Data START
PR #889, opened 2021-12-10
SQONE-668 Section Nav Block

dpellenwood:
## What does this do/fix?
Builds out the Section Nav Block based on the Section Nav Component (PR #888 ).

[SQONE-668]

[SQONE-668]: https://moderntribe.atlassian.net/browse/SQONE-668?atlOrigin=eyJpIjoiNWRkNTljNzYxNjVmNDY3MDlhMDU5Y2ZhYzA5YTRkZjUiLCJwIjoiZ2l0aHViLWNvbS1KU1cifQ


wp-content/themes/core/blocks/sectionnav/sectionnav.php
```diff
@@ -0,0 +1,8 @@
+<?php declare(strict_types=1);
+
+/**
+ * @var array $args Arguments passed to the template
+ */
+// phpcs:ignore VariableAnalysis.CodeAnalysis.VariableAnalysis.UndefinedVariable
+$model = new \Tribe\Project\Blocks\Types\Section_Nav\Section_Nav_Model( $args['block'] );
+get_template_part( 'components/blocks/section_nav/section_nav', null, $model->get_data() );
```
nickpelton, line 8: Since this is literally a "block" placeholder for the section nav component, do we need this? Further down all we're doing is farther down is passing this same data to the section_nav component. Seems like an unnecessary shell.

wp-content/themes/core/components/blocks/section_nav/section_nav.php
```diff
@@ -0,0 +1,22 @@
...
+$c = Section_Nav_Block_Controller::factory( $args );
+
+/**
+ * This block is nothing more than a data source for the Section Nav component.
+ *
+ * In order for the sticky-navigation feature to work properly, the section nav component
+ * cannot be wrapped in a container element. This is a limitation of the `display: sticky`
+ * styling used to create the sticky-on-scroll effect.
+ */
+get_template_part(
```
Data END
Data START
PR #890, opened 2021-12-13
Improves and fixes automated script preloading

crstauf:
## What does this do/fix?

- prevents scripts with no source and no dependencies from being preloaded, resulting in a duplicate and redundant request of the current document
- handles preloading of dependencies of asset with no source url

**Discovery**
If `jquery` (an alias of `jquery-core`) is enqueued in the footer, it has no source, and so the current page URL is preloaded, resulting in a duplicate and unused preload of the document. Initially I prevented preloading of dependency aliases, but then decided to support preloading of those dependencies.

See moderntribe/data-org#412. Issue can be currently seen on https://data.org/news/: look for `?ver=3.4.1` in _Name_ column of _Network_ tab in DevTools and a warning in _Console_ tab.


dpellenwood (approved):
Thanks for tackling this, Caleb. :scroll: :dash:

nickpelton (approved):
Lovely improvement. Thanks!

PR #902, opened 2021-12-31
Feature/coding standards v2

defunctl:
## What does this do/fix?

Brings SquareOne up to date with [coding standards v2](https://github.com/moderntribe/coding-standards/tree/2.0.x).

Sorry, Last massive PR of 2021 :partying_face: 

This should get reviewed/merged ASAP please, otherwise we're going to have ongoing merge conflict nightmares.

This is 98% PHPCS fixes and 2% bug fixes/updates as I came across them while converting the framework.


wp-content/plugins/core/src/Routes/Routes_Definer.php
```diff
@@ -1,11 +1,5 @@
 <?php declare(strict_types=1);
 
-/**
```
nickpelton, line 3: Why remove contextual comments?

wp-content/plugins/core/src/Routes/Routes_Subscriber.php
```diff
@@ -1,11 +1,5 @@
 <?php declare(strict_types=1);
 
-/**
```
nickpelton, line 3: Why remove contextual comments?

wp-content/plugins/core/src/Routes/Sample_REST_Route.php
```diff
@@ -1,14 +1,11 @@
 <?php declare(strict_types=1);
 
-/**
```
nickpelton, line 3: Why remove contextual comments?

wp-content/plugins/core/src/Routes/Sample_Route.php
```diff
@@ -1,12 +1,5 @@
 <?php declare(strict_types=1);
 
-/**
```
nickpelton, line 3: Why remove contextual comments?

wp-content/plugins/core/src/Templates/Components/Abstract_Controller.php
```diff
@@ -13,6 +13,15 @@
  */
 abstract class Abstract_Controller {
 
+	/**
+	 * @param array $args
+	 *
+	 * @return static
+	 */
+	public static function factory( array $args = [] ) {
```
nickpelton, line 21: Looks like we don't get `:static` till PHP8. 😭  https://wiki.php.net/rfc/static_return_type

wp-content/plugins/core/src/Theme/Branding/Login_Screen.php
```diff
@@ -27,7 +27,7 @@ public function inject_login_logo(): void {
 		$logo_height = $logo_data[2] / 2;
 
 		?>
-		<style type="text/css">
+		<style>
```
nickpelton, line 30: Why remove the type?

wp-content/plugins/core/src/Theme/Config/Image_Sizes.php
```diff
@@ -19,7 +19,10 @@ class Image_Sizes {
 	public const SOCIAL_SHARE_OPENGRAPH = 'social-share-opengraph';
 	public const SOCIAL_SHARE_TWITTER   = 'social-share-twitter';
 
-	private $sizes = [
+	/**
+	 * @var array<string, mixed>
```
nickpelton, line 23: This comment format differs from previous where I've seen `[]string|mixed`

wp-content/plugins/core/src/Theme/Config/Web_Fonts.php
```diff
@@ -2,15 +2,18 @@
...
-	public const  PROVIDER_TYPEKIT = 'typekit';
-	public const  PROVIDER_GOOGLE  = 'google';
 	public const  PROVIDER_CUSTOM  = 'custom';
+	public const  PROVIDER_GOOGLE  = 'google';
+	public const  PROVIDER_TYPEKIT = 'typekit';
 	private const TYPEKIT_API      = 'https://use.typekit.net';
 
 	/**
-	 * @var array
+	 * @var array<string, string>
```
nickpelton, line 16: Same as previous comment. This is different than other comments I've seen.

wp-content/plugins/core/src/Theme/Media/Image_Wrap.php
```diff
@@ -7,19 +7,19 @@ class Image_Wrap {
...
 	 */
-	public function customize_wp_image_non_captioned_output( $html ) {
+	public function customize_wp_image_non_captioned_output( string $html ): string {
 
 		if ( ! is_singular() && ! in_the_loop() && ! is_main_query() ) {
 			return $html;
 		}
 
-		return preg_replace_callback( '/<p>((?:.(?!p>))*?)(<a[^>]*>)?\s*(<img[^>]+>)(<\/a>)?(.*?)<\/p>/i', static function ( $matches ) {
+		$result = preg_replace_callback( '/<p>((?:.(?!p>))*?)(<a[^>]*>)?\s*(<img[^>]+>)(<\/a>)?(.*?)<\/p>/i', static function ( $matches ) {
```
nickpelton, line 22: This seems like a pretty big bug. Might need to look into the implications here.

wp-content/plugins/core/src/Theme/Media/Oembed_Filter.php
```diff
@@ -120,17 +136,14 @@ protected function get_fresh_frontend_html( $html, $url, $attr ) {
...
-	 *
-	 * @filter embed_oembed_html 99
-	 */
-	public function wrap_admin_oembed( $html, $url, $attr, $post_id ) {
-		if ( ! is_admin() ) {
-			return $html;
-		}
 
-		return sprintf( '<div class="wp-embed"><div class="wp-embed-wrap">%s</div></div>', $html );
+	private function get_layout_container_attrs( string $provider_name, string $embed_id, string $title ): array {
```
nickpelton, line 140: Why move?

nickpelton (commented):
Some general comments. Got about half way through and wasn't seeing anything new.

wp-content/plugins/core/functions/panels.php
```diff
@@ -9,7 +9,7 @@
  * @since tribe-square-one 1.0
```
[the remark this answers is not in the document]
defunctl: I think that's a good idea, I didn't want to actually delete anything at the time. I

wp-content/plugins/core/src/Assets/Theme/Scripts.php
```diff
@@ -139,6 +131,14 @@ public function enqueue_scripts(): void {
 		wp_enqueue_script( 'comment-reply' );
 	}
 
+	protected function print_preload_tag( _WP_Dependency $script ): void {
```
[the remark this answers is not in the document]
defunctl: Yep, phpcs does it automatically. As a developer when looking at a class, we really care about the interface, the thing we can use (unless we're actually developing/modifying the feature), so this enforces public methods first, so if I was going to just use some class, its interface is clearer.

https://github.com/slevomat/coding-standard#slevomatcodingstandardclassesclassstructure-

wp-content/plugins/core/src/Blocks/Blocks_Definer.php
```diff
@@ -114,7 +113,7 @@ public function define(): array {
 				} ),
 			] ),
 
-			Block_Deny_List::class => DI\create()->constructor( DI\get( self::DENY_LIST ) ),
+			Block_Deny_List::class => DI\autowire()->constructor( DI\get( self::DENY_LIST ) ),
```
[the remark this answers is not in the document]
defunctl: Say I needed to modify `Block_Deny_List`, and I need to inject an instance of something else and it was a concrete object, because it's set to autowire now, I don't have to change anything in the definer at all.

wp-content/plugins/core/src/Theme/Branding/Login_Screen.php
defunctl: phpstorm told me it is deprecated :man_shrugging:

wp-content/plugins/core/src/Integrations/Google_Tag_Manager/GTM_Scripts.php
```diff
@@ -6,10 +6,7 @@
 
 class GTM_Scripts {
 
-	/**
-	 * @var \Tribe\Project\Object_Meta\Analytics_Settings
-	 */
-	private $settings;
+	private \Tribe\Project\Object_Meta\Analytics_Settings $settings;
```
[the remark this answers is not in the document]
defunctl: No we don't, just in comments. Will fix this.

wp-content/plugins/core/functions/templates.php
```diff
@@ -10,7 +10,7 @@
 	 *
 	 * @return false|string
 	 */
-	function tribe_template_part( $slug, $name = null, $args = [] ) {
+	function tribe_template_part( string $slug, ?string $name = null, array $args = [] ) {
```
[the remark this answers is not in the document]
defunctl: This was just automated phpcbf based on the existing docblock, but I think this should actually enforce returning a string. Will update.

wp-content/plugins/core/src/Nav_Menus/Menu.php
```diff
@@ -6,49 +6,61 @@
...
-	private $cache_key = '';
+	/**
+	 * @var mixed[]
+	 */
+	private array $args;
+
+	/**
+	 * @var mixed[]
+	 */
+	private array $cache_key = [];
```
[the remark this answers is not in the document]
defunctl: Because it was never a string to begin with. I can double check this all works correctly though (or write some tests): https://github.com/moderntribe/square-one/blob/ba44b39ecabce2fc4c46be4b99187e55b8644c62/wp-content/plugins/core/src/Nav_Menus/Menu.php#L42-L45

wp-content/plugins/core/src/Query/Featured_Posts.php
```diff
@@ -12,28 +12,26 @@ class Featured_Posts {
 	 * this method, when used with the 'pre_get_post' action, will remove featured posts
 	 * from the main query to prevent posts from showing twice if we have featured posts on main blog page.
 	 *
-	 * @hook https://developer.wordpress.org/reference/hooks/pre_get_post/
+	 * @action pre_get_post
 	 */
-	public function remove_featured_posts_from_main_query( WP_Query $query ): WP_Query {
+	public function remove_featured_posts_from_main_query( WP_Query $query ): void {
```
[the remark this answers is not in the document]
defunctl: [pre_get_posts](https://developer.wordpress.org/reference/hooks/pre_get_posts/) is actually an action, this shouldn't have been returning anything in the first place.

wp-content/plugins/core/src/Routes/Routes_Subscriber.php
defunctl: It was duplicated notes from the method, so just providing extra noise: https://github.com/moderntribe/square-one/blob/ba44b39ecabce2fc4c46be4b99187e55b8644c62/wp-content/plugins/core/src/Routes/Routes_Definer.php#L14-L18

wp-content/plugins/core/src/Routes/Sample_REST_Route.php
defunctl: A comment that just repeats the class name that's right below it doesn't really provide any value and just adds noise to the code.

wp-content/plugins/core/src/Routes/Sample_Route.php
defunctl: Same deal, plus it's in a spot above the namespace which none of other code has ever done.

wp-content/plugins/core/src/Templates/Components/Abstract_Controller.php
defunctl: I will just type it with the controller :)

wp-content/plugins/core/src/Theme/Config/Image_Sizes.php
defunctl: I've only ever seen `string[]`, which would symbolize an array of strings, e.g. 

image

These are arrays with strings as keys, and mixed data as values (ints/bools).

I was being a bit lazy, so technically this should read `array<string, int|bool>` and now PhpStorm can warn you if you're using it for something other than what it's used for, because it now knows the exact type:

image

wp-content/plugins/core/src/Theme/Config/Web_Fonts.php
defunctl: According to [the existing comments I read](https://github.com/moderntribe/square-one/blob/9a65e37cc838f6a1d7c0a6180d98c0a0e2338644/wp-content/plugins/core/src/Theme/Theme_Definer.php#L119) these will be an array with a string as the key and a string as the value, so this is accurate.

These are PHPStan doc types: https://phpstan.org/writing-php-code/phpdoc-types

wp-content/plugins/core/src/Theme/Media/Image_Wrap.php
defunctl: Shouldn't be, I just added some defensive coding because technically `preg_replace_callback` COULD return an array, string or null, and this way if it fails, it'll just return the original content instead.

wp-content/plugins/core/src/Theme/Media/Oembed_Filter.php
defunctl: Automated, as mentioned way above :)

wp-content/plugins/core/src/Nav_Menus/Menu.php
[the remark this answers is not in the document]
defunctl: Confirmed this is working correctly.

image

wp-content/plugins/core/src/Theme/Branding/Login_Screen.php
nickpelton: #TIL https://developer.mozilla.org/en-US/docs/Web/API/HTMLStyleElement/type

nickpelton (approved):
Data END
Data START
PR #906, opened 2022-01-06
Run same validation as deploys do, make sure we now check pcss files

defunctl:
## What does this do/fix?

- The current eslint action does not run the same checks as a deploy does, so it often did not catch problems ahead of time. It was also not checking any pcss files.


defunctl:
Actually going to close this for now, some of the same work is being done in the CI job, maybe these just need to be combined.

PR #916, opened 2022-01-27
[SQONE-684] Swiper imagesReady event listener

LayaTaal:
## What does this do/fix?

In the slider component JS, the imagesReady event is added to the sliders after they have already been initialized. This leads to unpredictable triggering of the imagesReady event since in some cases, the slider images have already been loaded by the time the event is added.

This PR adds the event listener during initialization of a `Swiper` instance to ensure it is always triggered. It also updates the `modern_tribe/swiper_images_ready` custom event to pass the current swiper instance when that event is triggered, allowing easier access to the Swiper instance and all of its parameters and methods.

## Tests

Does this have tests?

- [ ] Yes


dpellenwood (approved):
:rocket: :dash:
Data END
● Task to carry out
Every line in the records above that contains the word "static" should be copied out.

● Your solution
+	 * @return static
+	public static function factory( array $args = [] ) {
nickpelton, line 21: Looks like we don't get `:static` till PHP8. 😭  https://wiki.php.net/rfc/static_return_type
-		return preg_replace_callback( '/<p>((?:.(?!p>))*?)(<a[^>]*>)?\s*(<img[^>]+>)(<\/a>)?(.*?)<\/p>/i', static function ( $matches ) {
+		$result = preg_replace_callback( '/<p>((?:.(?!p>))*?)(<a[^>]*>)?\s*(<img[^>]+>)(<\/a>)?(.*?)<\/p>/i', static function ( $matches ) {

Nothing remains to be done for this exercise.